Proteus
- Author: Morris West
- Language: English
- Genre: Fiction
- Publisher: Collins
- Publication date: 1979
- Publication place: Australia
- Media type: Print
- Pages: 273 pp.
- ISBN: 0002216744
- Preceded by: The Navigator
- Followed by: The Clowns of God

= Proteus (West novel) =

Novel by Australian writer Morris West

Proteus (1979) is a novel by Australian writer Morris West. It was originally published by Collins in England in 1979.

==Synopsis==
The novel's protagonist is John Spada, an Italian-American who leads a multinational corporation. He also secretly heads a covert organisation called Proteus, aiming to free prisoners of conscience around the world. To achieve this, Proteus threatens to release a deadly botulism culture into selected cities' water supply.

==Critical reception==
John Philip in The Canberra Times thought that the "essence of a gripping yarn is there; but the story, as it
unfolds, falters and finally fails." He concluded: "All in all, a disappointing novel. A great deal of action is developed around a topical theme; but finally Morris West loses touch with reality."

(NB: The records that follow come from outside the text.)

PR #739, opened 2021-02-02
Create basedir during `fluvio install` if missing

### LINKED ISSUE #718: [Bug]: `fluvio install` fail if `~/.fluvio/` directory does not exist
**What happened**

The `fluvio install` command reports an error if the `~/.fluvio/` directory does not exist

```
cargo run --bin fluvio -- install fluvio/fluvio-cloud
    Finished dev [unoptimized + debuginfo] target(s) in 0.19s
     Running `target/debug/fluvio install fluvio/fluvio-cloud`
🎣 Fetching latest version for package: fluvio/fluvio-cloud...
⏳ Downloading package with latest version: fluvio/fluvio-cloud:0.1.3...
Error:
   0: Fluvio base directory not found
```

This should not happen via the regular curl | bash flow but we should fix it nonetheless.

**Expected behavior**
The `fluvio install` command should create the `~/.fluvio/` directory if it does not exist.

1) `rm -rf ~/.fluvio`
2) `cargo run --bin fluvio -- install fluvio/fluvio-cloud`

tjtelan:
Removed Err return
Resolves #718

### DIFF
--- a/src/cli/src/install/mod.rs
+++ b/src/cli/src/install/mod.rs
@@ -13,20 +13,21 @@ fn fluvio_base_dir() -> Result<PathBuf, CliError> {
     if let Ok(dir) = std::env::var("FLUVIO_DIR") {
         // Assume this is like `~/.fluvio
         let path = PathBuf::from(dir);
-        return Ok(path);
+        return fluvio_base_dir_create(path);
     }
     let home =
         home::home_dir().ok_or_else(|| IoError::new(ErrorKind::NotFound, "Homedir not found"))?;
     let path = home.join(".fluvio");
 
-    match path.exists() {
-        true => Ok(path),
-        false => {
-            // Create the base dir if it doesn't exist yet (#718)
-            std::fs::create_dir(&path)?;
-            Ok(path)
-        },
+    fluvio_base_dir_create(path)
+}
+
+fn fluvio_base_dir_create(path: PathBuf) -> Result<PathBuf, CliError> {
+    if !path.exists() {
+        // Create the base dir if it doesn't exist yet (#718)
+        std::fs::create_dir_all(&path)?
     }
+    Ok(path)
 }
 
 pub(crate) fn fluvio_extensions_dir() -> Result<PathBuf, CliError> {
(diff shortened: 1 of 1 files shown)


src/cli/src/install/mod.rs
```diff
@@ -19,10 +19,14 @@ fn fluvio_base_dir() -> Result<PathBuf, CliError> {
         home::home_dir().ok_or_else(|| IoError::new(ErrorKind::NotFound, "Homedir not found"))?;
     let path = home.join(".fluvio");
 
-    if path.exists() {
-        return Ok(path);
+    match path.exists() {
+        true => Ok(path),
+        false => {
+            // Create the base dir if it doesn't exist yet (#718)
+            std::fs::create_dir(&path)?;
```
nicholastmosher, line 26: Instead of `create_dir`, use `create_dir_all`, which is more like `mkdir -p` (it will create all parent directories needed)

src/cli/src/install/mod.rs
```diff
@@ -19,10 +19,14 @@ fn fluvio_base_dir() -> Result<PathBuf, CliError> {
         home::home_dir().ok_or_else(|| IoError::new(ErrorKind::NotFound, "Homedir not found"))?;
     let path = home.join(".fluvio");
 
-    if path.exists() {
-        return Ok(path);
+    match path.exists() {
```
nicholastmosher, line 22: We probably don't need a match here, just

```rust
if !path.exists() {
    // ...
}
Ok(path)
```

src/cli/src/install/mod.rs
```diff
@@ -19,10 +19,14 @@ fn fluvio_base_dir() -> Result<PathBuf, CliError> {
...
+        true => Ok(path),
+        false => {
+            // Create the base dir if it doesn't exist yet (#718)
+            std::fs::create_dir(&path)?;
+            Ok(path)
+        },
```
nicholastmosher, line 28: This will work if `FLUVIO_DIR` is not set, but if it is set (above), then it will return early before creating the directory.

nicholastmosher (changes requested):
Thanks again for the PR @tjtelan! I left a few comments about potential edge cases, let me know if you need any more clarification :)

nicholastmosher (approved):
Looks good to me

sehz:
Great. thanks for contribution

In her literary study of West and his work, Maryanne Confoy noted: "In Proteus West was trying to discover whether the goodness of one human being could triumph over the evil of another. If the thoroughly evil person violated a thoroughly good person, could such a violation be overcome by goodness alone?"

==Publication history==
After its original publication in 1979 in England by publishers Collins the novel was later published by William Morrow, in the United States, in 1979, and by Allen & Unwin in Australia, 2017, as well as in many other paperback editions.

The novel was translated into Dutch, Italian, Portuguese, Brazilian, Danish, Norwegian, German, French and Spanish in 1979; Finnish, Swedish and Japanese in 1980; Hebrew in 1982; and Slovenian in 1985.

==Notes==
It was dedicated "For the Prisoners of Conscience of whom to our shame there are far too many." Its epigraph, from Modern Man in Search of a Soul, by C. G. Jung, is "It is becoming more and more obvious that it is not starvation, not microbes, not cancer, but man himself who is mankind's greatest danger because he has no adequate protection against psychic epidemics, which are infinitely more devasting in their effect than the greatest natural catastrophes."